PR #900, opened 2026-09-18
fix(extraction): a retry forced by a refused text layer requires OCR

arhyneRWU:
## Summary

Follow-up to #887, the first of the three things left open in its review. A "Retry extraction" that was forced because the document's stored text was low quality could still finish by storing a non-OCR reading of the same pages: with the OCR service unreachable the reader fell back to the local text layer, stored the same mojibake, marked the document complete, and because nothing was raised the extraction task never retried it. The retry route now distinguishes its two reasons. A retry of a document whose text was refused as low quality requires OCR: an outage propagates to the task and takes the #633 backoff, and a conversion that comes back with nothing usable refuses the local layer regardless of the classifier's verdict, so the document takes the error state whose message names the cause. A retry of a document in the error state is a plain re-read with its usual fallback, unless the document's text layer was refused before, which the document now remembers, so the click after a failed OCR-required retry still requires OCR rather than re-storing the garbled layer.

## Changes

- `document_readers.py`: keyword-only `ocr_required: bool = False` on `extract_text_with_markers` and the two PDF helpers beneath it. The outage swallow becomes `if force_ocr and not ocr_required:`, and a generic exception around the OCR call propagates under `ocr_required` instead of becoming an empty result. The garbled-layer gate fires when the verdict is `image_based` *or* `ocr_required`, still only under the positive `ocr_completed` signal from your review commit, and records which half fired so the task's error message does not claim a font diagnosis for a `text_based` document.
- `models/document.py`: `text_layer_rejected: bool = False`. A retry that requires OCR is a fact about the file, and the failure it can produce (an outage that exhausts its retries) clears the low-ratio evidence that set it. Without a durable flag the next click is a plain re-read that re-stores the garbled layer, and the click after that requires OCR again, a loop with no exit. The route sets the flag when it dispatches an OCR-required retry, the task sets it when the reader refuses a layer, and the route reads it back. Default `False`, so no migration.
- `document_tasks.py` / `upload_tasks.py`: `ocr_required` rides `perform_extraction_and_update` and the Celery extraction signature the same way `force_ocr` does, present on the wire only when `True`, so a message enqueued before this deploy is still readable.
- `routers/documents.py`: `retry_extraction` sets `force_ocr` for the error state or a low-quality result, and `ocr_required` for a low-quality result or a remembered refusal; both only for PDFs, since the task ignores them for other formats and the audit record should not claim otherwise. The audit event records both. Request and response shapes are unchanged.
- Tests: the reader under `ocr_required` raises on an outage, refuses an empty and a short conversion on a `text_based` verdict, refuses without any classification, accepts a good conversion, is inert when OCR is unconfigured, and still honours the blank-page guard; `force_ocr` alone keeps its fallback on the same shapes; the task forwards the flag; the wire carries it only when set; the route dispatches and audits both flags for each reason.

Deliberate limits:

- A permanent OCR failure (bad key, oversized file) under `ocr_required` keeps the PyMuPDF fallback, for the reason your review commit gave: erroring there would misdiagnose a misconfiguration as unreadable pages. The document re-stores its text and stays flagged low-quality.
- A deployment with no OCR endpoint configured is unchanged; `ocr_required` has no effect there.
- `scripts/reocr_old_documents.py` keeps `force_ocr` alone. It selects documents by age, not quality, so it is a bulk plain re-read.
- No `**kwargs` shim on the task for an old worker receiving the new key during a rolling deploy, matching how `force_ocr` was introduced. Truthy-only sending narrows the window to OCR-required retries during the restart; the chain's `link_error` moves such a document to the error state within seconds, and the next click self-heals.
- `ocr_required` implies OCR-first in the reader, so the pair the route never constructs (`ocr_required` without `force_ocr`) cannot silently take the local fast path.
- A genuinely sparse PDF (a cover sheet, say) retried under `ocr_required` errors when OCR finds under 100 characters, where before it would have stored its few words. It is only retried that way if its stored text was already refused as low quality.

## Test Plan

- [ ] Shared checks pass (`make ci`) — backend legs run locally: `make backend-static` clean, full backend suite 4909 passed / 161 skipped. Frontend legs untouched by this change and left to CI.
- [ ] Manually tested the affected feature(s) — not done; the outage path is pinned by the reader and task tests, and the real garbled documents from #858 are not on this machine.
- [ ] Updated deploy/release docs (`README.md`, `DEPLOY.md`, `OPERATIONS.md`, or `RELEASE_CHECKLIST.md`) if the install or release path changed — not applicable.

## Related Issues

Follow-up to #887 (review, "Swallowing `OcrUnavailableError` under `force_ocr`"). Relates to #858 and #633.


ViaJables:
————————
_EXERCISE INSTRUCTIONS_: Print exactly, and only, the lines beginning at the top of the listing and ending at the line with "and the two".

_ANSWER TO THE EXERCISE_:
PR #900, opened 2026-09-18
fix(extraction): a retry forced by a refused text layer requires OCR

arhyneRWU:
## Summary

Follow-up to #887, the first of the three things left open in its review. A "Retry extraction" that was forced because the document's stored text was low quality could still finish by storing a non-OCR reading of the same pages: with the OCR service unreachable the reader fell back to the local text layer, stored the same mojibake, marked the document complete, and because nothing was raised the extraction task never retried it. The retry route now distinguishes its two reasons. A retry of a document whose text was refused as low quality requires OCR: an outage propagates to the task and takes the #633 backoff, and a conversion that comes back with nothing usable refuses the local layer regardless of the classifier's verdict, so the document takes the error state whose message names the cause. A retry of a document in the error state is a plain re-read with its usual fallback, unless the document's text layer was refused before, which the document now remembers, so the click after a failed OCR-required retry still requires OCR rather than re-storing the garbled layer.

## Changes

- `document_readers.py`: keyword-only `ocr_required: bool = False` on `extract_text_with_markers` and the two PDF helpers beneath it. The outage swallow becomes `if force_ocr and not ocr_required:`, and a generic exception around the OCR call propagates under `ocr_required` instead of becoming an empty result. The garbled-layer gate fires when the verdict is `image_based` *or* `ocr_required`, still only under the positive `ocr_completed` signal from your review commit, and records which half fired so the task's error message does not claim a font diagnosis for a `text_based` document.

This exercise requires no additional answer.